被喝住的人往后缩了缩,嘴唇抖个不停:“官爷爷,我们都是小本生意……”

不多时,一个把头跑上来报告,略带点不耐烦的神色:“大人,船舱里确实只有细布。”又补一句,“还有几只鸟。”

领头的官员是巡城御史陈秉正,字仲南。他点点头,后面的那个官员凑上来道:“他们是做小买卖的,胆子不大,估计没什么。”

陈秉正不置可否,转身刚要走,忽然扑啦啦一阵响动,一只五彩尾巴的鸟儿从船舱的一侧飞了出来,在空中盘旋两圈,迅速飞远了。他循着声音望去,一个身影从窗边闪过,他心念陡然一闪,指着叫道:“去查查,后面还藏着人。”

几个军士奔了下去,一会儿工夫,将一个披头散发的女人带上甲板,还有几个麻布袋子,里头已经空了。把头陪笑着解释道:“后舱里还有个女人,我们一时没留神,还好大人慧眼。”

林东华一看,是女儿没错,竟然是大着肚子,约莫怀胎七八个月的光景。他心中顿时一派狐疑,不知道她葫芦里卖的什么药。商人们面面相觑,不敢做声。

陈秉正弯腰将麻袋拎起来一看,扎口的草绳还是好的,底部却戳了几道长长的破口。他轻轻一抖,里面便纷纷落下白色的粉末,在甲板上积出了一小撮。

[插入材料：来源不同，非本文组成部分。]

PR #3878, opened 2025-07-11
[Clover-402][BpkCardList] Update BpkCardList scroll behaviour

xiaogliu:
This PR mainly focuses on changes in the "row" layout scenario on desktop:

1. Click and slide behavior: Originally, clicking the next page would jump to one card. After the modification, it will jump to a whole set of cards (the specific number depends on initiallyShownCards).
2. Card rendering: Before the modification, mobile would render all cards at once, while desktop only rendered the cards in the current view. After the modification, the rendering behavior of mobile and desktop is consistent: only render the current view + RENDER_BUFFER + already rendered cards.
3. The style has been fine-tuned according to the design, and the specific modifications have been pasted into the PR code.

- [x] Component `README.md`
- [x] Tests
- [x] Accessibility tests


examples/bpk-component-card-list/examples.tsx
```diff
@@ -152,7 +151,6 @@ const snippetProps = {
 };
 
 const DestinationCard = (i: number) => (
-  // Usage Suggestion: define minWidth from consumer side by using className
```
xiaogliu, line 155: The Card width is determined by the number of cards set to be displayed ([desktop](https://github.com/Skyscanner/backpack/pull/3878/files#diff-49825811eb055632d14400d08a33814bc582358ef6b4b5f9ed8ec089c1ca131aL41), [mobile](https://github.com/Skyscanner/backpack/pull/3878/files#diff-49825811eb055632d14400d08a33814bc582358ef6b4b5f9ed8ec089c1ca131aR73)), so the minWidth cannot be specified, otherwise it will [conflict](https://github.com/Skyscanner/backpack/pull/3878/files#diff-6a0e148934bce32a7b29700751ad5e7d3eabc660d11743cf2229efcd522e159eR51) with `initiallyShownCardsDesktop`/`initiallyShownCardsMobile`.

packages/bpk-component-card-list/src/BpkCardList.module.scss
```diff
@@ -17,12 +17,17 @@
...
 @use '../../unstable__bpk-mixins/tokens';
+@use '../../unstable__bpk-mixins/breakpoints';
 
 .bpk-card-list {
   display: flex;
   flex-direction: column;
   gap: tokens.bpk-spacing-lg();
 
+  @include breakpoints.bpk-breakpoint-mobile {
+    gap: tokens.bpk-spacing-base();
```
xiaogliu, line 28: Based on design, if mobile gap change to `tokens.bpk-spacing-base()`

packages/bpk-component-card-list/src/BpkCardList.tsx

他心下顿时雪亮,贩运细布是幌子,实则这是群私盐贩子。刚才查不到什么,必定是这女人在后舱趁乱做了手脚,在官差搜查前,将私盐透过后面的小窗户倒进河水里,动静极小,神不知鬼不觉。想到这一层,他便笑着对后面的官员轻声说道:“观霖兄,你怎么看?要不要都带回去,仔细审一审。”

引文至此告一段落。